[Saved entries]
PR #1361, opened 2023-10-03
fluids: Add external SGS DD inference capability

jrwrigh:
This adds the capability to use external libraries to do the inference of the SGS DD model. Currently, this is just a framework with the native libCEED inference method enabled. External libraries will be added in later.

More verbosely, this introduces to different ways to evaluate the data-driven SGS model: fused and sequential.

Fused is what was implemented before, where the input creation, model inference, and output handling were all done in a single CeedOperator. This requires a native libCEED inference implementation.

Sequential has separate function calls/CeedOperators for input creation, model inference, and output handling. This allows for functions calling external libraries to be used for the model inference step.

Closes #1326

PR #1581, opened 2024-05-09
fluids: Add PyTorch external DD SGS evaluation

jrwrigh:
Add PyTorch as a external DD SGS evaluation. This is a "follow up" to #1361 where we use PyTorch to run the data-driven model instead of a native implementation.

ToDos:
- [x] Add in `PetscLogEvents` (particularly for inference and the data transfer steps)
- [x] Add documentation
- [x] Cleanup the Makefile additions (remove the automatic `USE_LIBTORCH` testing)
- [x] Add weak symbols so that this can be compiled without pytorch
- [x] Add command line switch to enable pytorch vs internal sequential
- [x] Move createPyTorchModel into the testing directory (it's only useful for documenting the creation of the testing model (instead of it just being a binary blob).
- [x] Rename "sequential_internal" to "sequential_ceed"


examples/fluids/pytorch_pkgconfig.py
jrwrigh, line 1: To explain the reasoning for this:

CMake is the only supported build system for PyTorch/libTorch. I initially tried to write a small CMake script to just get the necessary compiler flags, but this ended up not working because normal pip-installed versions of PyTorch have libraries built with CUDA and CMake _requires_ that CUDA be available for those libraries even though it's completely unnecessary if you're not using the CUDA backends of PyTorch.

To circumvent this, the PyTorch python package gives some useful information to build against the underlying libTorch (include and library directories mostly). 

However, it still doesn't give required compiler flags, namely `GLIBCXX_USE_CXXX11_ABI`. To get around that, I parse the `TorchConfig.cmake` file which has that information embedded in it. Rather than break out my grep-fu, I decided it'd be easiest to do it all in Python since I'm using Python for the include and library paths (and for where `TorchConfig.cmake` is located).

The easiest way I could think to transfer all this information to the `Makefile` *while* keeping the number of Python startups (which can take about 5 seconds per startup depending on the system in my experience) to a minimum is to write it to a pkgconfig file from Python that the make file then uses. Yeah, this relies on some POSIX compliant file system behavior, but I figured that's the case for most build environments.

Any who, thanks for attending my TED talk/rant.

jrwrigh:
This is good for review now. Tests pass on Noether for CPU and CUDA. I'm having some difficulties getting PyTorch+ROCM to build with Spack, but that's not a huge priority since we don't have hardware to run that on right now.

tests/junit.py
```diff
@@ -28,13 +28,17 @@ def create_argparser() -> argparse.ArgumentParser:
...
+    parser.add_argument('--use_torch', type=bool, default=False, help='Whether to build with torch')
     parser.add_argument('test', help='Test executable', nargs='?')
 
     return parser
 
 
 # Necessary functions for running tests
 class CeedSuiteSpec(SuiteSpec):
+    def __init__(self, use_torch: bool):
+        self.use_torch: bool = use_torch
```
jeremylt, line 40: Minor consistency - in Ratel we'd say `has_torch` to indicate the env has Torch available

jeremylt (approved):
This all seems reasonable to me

==

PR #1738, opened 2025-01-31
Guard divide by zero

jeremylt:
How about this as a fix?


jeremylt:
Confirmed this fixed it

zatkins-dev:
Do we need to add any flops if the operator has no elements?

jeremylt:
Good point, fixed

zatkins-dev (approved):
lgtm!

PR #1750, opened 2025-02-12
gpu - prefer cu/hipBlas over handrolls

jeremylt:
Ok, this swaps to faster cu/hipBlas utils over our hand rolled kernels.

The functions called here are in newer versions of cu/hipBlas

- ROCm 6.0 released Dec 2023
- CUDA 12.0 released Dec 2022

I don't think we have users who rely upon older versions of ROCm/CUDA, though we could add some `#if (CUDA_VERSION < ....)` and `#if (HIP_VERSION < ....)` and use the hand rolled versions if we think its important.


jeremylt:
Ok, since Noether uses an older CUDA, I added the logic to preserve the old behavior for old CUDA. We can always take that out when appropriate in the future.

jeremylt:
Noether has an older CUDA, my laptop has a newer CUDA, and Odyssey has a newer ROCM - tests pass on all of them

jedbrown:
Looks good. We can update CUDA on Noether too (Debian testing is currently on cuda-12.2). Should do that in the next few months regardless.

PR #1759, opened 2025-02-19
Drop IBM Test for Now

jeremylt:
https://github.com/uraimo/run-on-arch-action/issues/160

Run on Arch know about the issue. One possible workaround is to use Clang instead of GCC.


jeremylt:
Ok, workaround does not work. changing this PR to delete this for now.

==

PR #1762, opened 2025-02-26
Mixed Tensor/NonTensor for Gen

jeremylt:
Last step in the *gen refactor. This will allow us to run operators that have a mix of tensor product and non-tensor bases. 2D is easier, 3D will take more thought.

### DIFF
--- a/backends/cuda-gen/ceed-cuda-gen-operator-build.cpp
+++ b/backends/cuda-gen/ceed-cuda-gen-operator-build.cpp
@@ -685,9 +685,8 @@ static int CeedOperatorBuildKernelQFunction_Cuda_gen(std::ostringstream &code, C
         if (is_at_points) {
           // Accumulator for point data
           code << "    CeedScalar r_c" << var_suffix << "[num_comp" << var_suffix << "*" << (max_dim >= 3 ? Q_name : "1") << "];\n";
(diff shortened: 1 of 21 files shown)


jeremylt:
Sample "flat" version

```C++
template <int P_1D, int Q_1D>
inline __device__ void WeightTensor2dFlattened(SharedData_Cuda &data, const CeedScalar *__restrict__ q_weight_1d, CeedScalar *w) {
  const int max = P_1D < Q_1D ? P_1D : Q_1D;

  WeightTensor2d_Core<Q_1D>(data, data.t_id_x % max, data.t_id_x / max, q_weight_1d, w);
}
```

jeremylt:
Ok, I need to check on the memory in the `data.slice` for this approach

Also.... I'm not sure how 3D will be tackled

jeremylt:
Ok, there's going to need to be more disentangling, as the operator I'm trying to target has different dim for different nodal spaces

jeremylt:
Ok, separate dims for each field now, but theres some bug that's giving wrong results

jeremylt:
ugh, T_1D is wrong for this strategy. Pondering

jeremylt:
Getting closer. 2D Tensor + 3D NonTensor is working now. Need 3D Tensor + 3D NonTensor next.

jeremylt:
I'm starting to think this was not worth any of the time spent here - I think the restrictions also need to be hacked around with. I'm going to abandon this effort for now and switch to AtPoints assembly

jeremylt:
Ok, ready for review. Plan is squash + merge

AIM OF THE EXERCISE:
Give the count of lines in the records that contain "have", and no other text.

RESULT FOR THIS EXERCISE:
4